Other studies have also found that gratitude helps people to have lower levels of stress hormones like cortisol (which is linked to road rage), fewer effects of aging on the brain, improve cholesterol, have better dietary behaviors, and are less likely to smoke or abuse alcohol.
Just Feeling Good?
Emmons notes that being gracious, appreciative or thankful doesn’t come naturally to everyone. It’s a practice.
“It is helpful to remember that it’s not really about feelings,” Emmons said. “Gratitude is a choice. We can choose to be grateful even when our emotions are steeped in hurt and resentment, or we would prefer our current life circumstances to be different.”
Gratitude as a science is more than just forcing oneself to think positively about a situation, but researchers have also linked it to thinking well of other people. One study by Phillip Watkins, a Psychologist at Eastern Washington University, found that the largest boost to health came from being positively focused on other people.

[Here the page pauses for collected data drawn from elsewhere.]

PR #8005, opened 2024-08-26
[PUI] Make actions recognisable

matmair:
Action Dropdowns are not very recognisable right now. Therefore, I propose adding indicators similar to the screenshots below to buttons with more than 1 action. I am not sure how to style that, below solution is not the final goal - maybe a single indicator could be enough for example.

Current
grafik

Proposed
grafik

Fixes https://github.com/invenhost/InvenTree/issues/98


SchrodingersGat:
Maybe a "down caret" indicator would be clearer here? It seems a bit more "traditional". But I agree with the concept in general

wolflu05:
I like the suggestion from @SchrodingersGat

matmair:
What do we think about this: 
grafik

SchrodingersGat:
That's pretty clean IMO

wolflu05:
I think no its really hard to tell, which "down caret" belongs to what action, maybe an outline would help to add some separation, but not sure how that will look like.

matmair:
It looks atrocious with an outline
grafik

wolflu05:
That's true. Maybe its just me having problems to see the separation.

SchrodingersGat:
What about a mantine indicator with the caret attached directly to the button

https://mantine.dev/core/indicator/

matmair:
I have tried another thing: `light` 
grafik

matmair:
I find vertical dots also match the flow better:
grafik

matmair:
And the same thing in dark mode with dots instead of chevrons
grafik

SchrodingersGat:
Light with chevrons is my pick :)

matmair:
Ok then this is ready for merge - light with chevron is the current state of the PR.

> And maybe we add the chevron to the vertical dot menu too?

I would not add chevrons to the dot menu, I think that 3 dots are universally understood as "more" - that is why I suggested usage of them in the first place.

SchrodingersGat:
> I would not add chevrons to the dot menu, I think that 3 dots are universally understood as "more" - that is why I suggested usage of them in the first place.

In this case, should we add a special dropdown menu just for the "more" actions - I see that you have added a lot of instances of `noindicator` - this could be refactored into a special dropdown with the *dots* icon and no indicator?

matmair:
Sure, I can look into that.

matmair:
@SchrodingersGat I have added a special dropdown to adress this

matmair:

SchrodingersGat:
Nice work, thanks for this!

PR #8010, opened 2024-08-27
Update LICENSE copyright year to 2024

dekhu48:


matmair:
Updating the copyright year is completely meaningless in a legal sense. Because of that we stopped upping it

SchrodingersGat:
@matmair would it be best to remove the dates entirely then?

matmair:
@SchrodingersGat at the starting year can be interesting for disputes - I would just leave it as is

dekhu48:
Closing PR

PR #8013, opened 2024-08-27
Add row context (right click) additionally to actions in tables

matmair:
This draft PR adds right-click context menus to tables. The content can be determined by a custom callback or computed from the row actions.
I am interested in feedback - you should be able to play with it using the preview deployment.
grafik
grafik

Closes https://github.com/invenhost/InvenTree/issues/128


SchrodingersGat:
I think we need to have a larger conversation about how we interact with tables - and make the "user expectation" consistent.

There are:

- Row actions (via buttons)
- Row actions (via context menu)
- Some rows take you somewhere else when you click them
- Some rows open up a context drawer when clicked on

Is there a way we can visually indicate what happens when you left-click or right-click on a row, do you think?

matmair:
I am not aware that other apps provide this, have not seen this pattern somewhere else consciously. Maybe linking somewhere else should just be a highlighted link somewhere at the beginning of the table to make it clear.

matmair:
@SchrodingersGat how should we proceed here?

SchrodingersGat:
@matmair I am happy with this in principle. Looking at the current state, there are some visual styling issues that need to be addressed:

Here is a regular row-context menu (via the drop-down in the "actions" column):

image

And the same menu accessed via right-click context menu:

image

So, the colors need fixing, and some padding around the menu item

matmair:
I will look into reusing the renderer from the actions dropdown

matmair:
@SchrodingersGat I have addressed the styling; ready for review & merge

SchrodingersGat (approved):

SchrodingersGat:
Fantastic, looks great now. This is a really nice addition.

Issue #7997, opened 2024-08-26
`render_currency` in templates show incorrect amount of decimals


GoryMoon:
### Please verify that this bug has NOT been raised before.

- [X] I checked and didn't find a similar issue

### Describe the bug*

When using the `render_currency` helper in templates it will render too many decimals until you have both `decimal_places` and `max_decimal_places` set.

The docs say that if `decimal_places` is specified it will ignore `max_decimal_places`.
https://docs.inventree.org/en/stable/report/helpers/#currency-formatting

From looking at the code this line will always pick the max amount of decimals without respecting the other setting.
https://github.com/inventree/InvenTree/blob/d1c835485982650dfa4a9c6b51142ab9660584d4/src/backend/InvenTree/InvenTree/helpers_model.py#L238

### Steps to Reproduce

This is observable on the demo site without any changes.

The `InvenTree Sales Order` uses `max_decimal_places=2` on all prices, looking at the output it shows 4 decimals.
Adding `decimal_places=2` will show the correct amount of decimals.

### Expected behaviour

To have `render_currency` only show the configured amount of decimals like the Docs say.

### Deployment Method

- [X] Docker
- [ ] Package
- [ ] Bare metal
- [ ] Other - added info in Steps to Reproduce

### Version Information

# Version Information:
InvenTree-Version: 0.16.0
Django Version: 4.2.15
Commit Hash: 3f2ac5a
Commit Date: 2024-08-25

Database: postgresql
Debug-Mode: False
Deployed using Docker: True
Platform: Linux-6.1.21-v8+-aarch64-with
Installer: DOC

[...]

PR #8017, opened 2024-08-28
Adjust "render_currency" behaviour

SchrodingersGat:
- Fixes https://github.com/inventree/InvenTree/issues/7997


GoryMoon (approved):
Looks good, it will do what I want.
Either the docs need to be updated regarding that min/max is always used or the code need change to ignore those if a `decimal_places` is supplied.
The docs have this not on the min/max values: `(ignored if decimal_places is specified)`

https://docs.inventree.org/en/stable/report/helpers/#currency-formatting

PR #8018, opened 2024-08-28
Remove references to old setting

SchrodingersGat:
After the [report generation refactor](https://github.com/inventree/InvenTree/pull/7074) we no longer separate report generation concepts based on the "target" of the report.

This PR removes two settings which are no longer relevant.


src/backend/InvenTree/common/models.py
```diff
@@ -1704,20 +1704,6 @@ def save(self, *args, **kwargs):
...
-            'validator': bool,
-        },
-        'REPORT_ATTACH_TEST_REPORT': {
-            'name': _('Attach Test Reports'),
-            'description': _(
-                'When printing a Test Report, attach a copy of the Test Report to the associated Stock Item'
-            ),
-            'default': False,
-            'validator': bool,
-        },
```
matmair, line 1720: Do we not want to reimplement this function with the new templating?

SchrodingersGat: As I see it we have the following options:

1. Add a new setting to dictate if reports (not just "test reports") are automatically saved as attachments against the linked model
2. Add a "run time" option (when printing report templates) where the user can select if reports are saved as attachments
3. Implement a plugin which does this (or a subset of these things)

However as the concept of a "test report" no longer exists, the current setting is invalid.

matmair: Then we should maybe mention somewhere that we have completely removed this functionality. It would be problematic if someone depended on the reports being attached and they just were not anymore in silence.

matmair (approved):

src/backend/InvenTree/common/models.py
SchrodingersGat: Do you have a preference for 1/2/3 above?

matmair: No, I am not using this feature right now

wolflu05: Im not using this feature, but I like 1). Maybe it would be good to have the ability to specify this per repot type, maybe also per template, if it should be attached or not.

SchrodingersGat: @wolflu05 that's a good idea, I like the idea of specifying it per template

PR #8023, opened 2024-08-28
Check plugin registry hash when registering events

SchrodingersGat:
- Before registering events, check plugin registry for reload
- Ensures that background worker plugin registry is up-to-date


SchrodingersGat:
Closing, I missed that `check_reload` is called a few lines later. My problem was actually in my plugin code...

PR #8027, opened 2024-08-28
[PUI] Make breadcrumbs adjustable

matmair:
Makes usage of breadcrumbs more uniform and adds a user setting to optionally show the current item in the breadcrumbs too.


matmair:
see https://github.com/inventree/InvenTree/discussions/7962

src/frontend/src/components/nav/PageDetail.tsx
```diff
@@ -50,12 +54,21 @@ export function PageDetail({
     ]
   ]);
 
+  // breadcrumb caching
+  const computedBreadcrumbs = useMemo(() => {
```
SchrodingersGat, line 58: @matmair I would suggest that a simpler solution, rather than adding another `last_crumb` parameter, would be to simply remove the last one in the list, if the setting is not enabled?

matmair: Not all pages have breadcrumbs where it makes sense to remove the last one. I find an explicit interface better than one that assumes things and needs to be negated.

SchrodingersGat: Ok, I'm happy with that then

src/frontend/src/pages/build/BuildDetail.tsx
```diff
@@ -542,8 +542,8 @@ export default function BuildDetail() {
             editAction={editBuild.open}
             editEnabled={user.hasChangePermission(ModelType.part)}
             imageUrl={build.part_detail?.image ?? build.part_detail?.thumbnail}
-            breadcrumbs={[
-              { name: t`Manufacturing`, url: '/manufacturing' },
+            breadcrumbs={[{ name: t`Manufacturing`, url: '/manufacturing' }]}
+            last_crumb={[
```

They showed that “keeping a diary of three blessings worked much better to boost happiness than recalling three times when a person felt a sense of pride in his own or her own accomplishments,” Live Science magazine reported.
Be More Gracious
“Gratitude is a way for people to appreciate what they have instead of always reaching for something new in the hopes it will make them happier, or thinking they can’t feel satisfied until every physical and material need is met,” wrote Harvard Medical School. “Gratitude helps people refocus on what they have instead of what they lack. And, although it may feel contrived at first, this mental state grows stronger with use and practice.”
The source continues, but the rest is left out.